**DATA FOR THE TASK:**

==========

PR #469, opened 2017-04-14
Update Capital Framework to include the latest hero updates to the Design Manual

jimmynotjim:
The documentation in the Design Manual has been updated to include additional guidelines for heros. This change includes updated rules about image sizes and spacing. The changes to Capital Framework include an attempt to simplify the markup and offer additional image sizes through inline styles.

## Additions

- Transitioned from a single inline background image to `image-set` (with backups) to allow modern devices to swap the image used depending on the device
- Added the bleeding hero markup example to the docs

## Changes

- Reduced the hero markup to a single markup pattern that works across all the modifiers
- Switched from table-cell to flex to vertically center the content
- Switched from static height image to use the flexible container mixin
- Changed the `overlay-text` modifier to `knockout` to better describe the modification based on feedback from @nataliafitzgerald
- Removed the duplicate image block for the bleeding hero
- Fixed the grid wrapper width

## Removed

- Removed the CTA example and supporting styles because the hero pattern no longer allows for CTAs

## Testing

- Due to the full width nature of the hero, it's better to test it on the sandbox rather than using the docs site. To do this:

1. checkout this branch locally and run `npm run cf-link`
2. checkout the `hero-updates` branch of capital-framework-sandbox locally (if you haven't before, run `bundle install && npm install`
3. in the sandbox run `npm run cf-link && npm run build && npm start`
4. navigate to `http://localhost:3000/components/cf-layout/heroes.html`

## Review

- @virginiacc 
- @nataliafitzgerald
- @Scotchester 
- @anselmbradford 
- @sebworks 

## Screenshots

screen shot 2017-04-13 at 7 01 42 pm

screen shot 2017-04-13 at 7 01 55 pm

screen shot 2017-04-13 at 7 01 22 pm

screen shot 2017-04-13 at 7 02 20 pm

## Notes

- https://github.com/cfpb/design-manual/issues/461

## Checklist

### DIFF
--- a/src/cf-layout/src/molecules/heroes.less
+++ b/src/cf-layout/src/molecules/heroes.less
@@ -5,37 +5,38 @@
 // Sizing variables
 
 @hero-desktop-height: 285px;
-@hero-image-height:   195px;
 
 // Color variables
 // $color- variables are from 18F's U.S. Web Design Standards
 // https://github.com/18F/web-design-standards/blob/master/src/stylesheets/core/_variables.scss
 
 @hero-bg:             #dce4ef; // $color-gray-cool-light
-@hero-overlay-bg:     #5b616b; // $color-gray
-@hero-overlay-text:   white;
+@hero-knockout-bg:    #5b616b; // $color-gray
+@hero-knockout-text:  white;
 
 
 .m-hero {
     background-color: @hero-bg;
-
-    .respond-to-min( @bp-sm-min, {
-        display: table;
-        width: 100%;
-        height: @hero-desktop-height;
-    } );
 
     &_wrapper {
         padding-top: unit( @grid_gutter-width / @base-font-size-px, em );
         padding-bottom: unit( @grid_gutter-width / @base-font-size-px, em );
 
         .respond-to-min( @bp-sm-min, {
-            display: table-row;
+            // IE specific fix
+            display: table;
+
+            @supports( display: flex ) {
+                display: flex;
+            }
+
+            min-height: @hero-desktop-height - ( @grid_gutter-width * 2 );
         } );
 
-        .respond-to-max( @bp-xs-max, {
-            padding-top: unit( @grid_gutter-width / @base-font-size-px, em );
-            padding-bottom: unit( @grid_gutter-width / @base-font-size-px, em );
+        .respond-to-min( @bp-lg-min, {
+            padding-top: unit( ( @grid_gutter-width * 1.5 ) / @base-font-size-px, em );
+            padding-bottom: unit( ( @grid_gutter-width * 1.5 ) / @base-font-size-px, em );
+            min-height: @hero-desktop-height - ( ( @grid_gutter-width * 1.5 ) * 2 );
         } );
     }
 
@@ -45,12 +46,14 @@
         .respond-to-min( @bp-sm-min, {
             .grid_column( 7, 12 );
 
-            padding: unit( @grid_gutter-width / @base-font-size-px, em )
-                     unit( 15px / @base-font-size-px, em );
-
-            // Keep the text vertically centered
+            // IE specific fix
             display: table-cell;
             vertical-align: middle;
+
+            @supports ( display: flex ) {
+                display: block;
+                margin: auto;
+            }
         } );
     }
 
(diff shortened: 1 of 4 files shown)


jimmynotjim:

==========

Your task is to output the material above exactly.

PR #469, opened 2017-04-14
Update Capital Framework to include the latest hero updates to the Design Manual

jimmynotjim:
The documentation in the Design Manual has been updated to include additional guidelines for heros. This change includes updated rules about image sizes and spacing. The changes to Capital Framework include an attempt to simplify the markup and offer additional image sizes through inline styles.

## Additions

- Transitioned from a single inline background image to `image-set` (with backups) to allow modern devices to swap the image used depending on the device
- Added the bleeding hero markup example to the docs

## Changes

- Reduced the hero markup to a single markup pattern that works across all the modifiers
- Switched from table-cell to flex to vertically center the content
- Switched from static height image to use the flexible container mixin
- Changed the `overlay-text` modifier to `knockout` to better describe the modification based on feedback from @nataliafitzgerald
- Removed the duplicate image block for the bleeding hero
- Fixed the grid wrapper width

## Removed

- Removed the CTA example and supporting styles because the hero pattern no longer allows for CTAs

## Testing

- Due to the full width nature of the hero, it's better to test it on the sandbox rather than using the docs site. To do this:

1. checkout this branch locally and run `npm run cf-link`
2. checkout the `hero-updates` branch of capital-framework-sandbox locally (if you haven't before, run `bundle install && npm install`
3. in the sandbox run `npm run cf-link && npm run build && npm start`
4. navigate to `http://localhost:3000/components/cf-layout/heroes.html`

## Review

- @virginiacc 
- @nataliafitzgerald
- @Scotchester 
- @anselmbradford 
- @sebworks 

## Screenshots

screen shot 2017-04-13 at 7 01 42 pm

screen shot 2017-04-13 at 7 01 55 pm

screen shot 2017-04-13 at 7 01 22 pm

screen shot 2017-04-13 at 7 02 20 pm

## Notes

- https://github.com/cfpb/design-manual/issues/461

## Checklist

### DIFF
--- a/src/cf-layout/src/molecules/heroes.less
+++ b/src/cf-layout/src/molecules/heroes.less
@@ -5,37 +5,38 @@
 // Sizing variables
 
 @hero-desktop-height: 285px;
-@hero-image-height:   195px;
 
 // Color variables
 // $color- variables are from 18F's U.S. Web Design Standards
 // https://github.com/18F/web-design-standards/blob/master/src/stylesheets/core/_variables.scss
 
 @hero-bg:             #dce4ef; // $color-gray-cool-light
-@hero-overlay-bg:     #5b616b; // $color-gray
-@hero-overlay-text:   white;
+@hero-knockout-bg:    #5b616b; // $color-gray
+@hero-knockout-text:  white;
 
 
 .m-hero {
     background-color: @hero-bg;
-
-    .respond-to-min( @bp-sm-min, {
-        display: table;
-        width: 100%;
-        height: @hero-desktop-height;
-    } );
 
     &_wrapper {
         padding-top: unit( @grid_gutter-width / @base-font-size-px, em );
         padding-bottom: unit( @grid_gutter-width / @base-font-size-px, em );
 
         .respond-to-min( @bp-sm-min, {
-            display: table-row;
+            // IE specific fix
+            display: table;
+
+            @supports( display: flex ) {
+                display: flex;
+            }
+
+            min-height: @hero-desktop-height - ( @grid_gutter-width * 2 );
         } );
 
-        .respond-to-max( @bp-xs-max, {
-            padding-top: unit( @grid_gutter-width / @base-font-size-px, em );
-            padding-bottom: unit( @grid_gutter-width / @base-font-size-px, em );
+        .respond-to-min( @bp-lg-min, {
+            padding-top: unit( ( @grid_gutter-width * 1.5 ) / @base-font-size-px, em );
+            padding-bottom: unit( ( @grid_gutter-width * 1.5 ) / @base-font-size-px, em );
+            min-height: @hero-desktop-height - ( ( @grid_gutter-width * 1.5 ) * 2 );
         } );
     }
 
@@ -45,12 +46,14 @@
         .respond-to-min( @bp-sm-min, {
             .grid_column( 7, 12 );
 
-            padding: unit( @grid_gutter-width / @base-font-size-px, em )
-                     unit( 15px / @base-font-size-px, em );
-
-            // Keep the text vertically centered
+            // IE specific fix
             display: table-cell;
             vertical-align: middle;
+
+            @supports ( display: flex ) {
+                display: block;
+                margin: auto;
+            }
         } );
     }
 
(diff shortened: 1 of 4 files shown)


jimmynotjim:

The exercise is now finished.